— REQUIREMENT —
Below are records. Copy every line with "github" in it.

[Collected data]
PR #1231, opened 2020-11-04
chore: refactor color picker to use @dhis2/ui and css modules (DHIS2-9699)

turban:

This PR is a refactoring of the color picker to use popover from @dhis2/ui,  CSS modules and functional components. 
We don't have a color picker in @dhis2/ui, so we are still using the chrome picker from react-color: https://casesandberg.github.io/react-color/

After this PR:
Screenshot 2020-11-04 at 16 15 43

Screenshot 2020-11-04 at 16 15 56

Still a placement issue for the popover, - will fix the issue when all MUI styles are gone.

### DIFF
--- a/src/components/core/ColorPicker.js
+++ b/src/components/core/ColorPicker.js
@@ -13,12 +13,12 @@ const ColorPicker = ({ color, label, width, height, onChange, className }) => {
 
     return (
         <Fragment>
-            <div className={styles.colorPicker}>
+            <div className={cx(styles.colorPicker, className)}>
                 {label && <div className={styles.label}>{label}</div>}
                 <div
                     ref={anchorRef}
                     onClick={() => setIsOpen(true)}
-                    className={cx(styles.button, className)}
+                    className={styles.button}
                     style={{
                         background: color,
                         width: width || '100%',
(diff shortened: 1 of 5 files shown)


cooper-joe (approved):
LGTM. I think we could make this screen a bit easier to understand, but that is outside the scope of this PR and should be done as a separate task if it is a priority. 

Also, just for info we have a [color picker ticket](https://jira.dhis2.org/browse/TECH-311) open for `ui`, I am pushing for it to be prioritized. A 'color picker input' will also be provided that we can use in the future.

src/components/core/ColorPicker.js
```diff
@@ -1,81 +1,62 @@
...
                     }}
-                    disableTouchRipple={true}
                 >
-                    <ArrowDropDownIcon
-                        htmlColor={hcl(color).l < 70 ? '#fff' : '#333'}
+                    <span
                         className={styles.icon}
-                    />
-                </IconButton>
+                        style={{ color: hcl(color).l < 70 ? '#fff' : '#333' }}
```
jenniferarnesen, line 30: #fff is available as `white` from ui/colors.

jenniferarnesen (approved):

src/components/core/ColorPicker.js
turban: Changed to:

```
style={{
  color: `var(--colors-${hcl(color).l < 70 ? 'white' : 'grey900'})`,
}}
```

* * *

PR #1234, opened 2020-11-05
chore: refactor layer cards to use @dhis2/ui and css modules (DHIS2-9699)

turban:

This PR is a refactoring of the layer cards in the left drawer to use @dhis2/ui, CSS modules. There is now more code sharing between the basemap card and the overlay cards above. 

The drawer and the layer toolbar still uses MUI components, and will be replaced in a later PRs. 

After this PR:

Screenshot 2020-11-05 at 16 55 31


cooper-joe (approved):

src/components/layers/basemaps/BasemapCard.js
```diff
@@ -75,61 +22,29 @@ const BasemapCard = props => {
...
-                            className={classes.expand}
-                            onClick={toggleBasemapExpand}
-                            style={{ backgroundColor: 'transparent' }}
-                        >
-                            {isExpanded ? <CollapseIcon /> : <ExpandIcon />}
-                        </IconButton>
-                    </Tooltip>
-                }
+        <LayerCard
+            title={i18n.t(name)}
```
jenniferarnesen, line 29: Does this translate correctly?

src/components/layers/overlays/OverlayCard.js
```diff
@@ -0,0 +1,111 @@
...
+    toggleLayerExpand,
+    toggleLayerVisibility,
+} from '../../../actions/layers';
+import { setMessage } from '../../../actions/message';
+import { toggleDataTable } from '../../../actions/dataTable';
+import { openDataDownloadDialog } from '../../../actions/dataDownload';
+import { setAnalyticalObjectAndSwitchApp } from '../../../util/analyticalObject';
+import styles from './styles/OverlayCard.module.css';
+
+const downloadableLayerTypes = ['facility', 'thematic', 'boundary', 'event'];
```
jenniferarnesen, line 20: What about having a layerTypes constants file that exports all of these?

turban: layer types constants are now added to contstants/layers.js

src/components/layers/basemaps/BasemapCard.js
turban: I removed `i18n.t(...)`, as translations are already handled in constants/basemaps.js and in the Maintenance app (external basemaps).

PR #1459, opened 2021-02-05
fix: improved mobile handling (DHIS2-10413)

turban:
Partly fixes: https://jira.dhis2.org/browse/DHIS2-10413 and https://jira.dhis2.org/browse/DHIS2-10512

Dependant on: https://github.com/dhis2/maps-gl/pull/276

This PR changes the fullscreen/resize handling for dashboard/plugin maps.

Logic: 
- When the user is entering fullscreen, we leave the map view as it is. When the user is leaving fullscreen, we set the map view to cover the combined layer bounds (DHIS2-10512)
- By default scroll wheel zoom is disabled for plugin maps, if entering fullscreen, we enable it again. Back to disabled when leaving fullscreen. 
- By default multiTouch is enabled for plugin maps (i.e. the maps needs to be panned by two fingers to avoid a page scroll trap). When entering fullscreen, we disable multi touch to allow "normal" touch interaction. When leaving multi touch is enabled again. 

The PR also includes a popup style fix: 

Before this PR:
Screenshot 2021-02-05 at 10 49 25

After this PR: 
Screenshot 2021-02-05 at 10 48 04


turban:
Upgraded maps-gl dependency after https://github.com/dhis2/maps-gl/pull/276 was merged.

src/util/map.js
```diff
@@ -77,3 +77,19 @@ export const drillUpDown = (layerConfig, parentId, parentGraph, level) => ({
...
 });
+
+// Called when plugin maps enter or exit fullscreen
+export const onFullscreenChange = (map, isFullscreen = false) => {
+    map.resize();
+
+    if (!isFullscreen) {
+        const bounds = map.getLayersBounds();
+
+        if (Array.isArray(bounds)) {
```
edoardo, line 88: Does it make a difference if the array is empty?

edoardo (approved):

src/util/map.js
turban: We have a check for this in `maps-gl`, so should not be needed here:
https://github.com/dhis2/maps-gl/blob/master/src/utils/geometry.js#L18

— THE COMPLETED TASK —
We don't have a color picker in @dhis2/ui, so we are still using the chrome picker from react-color: https://casesandberg.github.io/react-color/
Dependant on: https://github.com/dhis2/maps-gl/pull/276
Upgraded maps-gl dependency after https://github.com/dhis2/maps-gl/pull/276 was merged.
https://github.com/dhis2/maps-gl/blob/master/src/utils/geometry.js#L18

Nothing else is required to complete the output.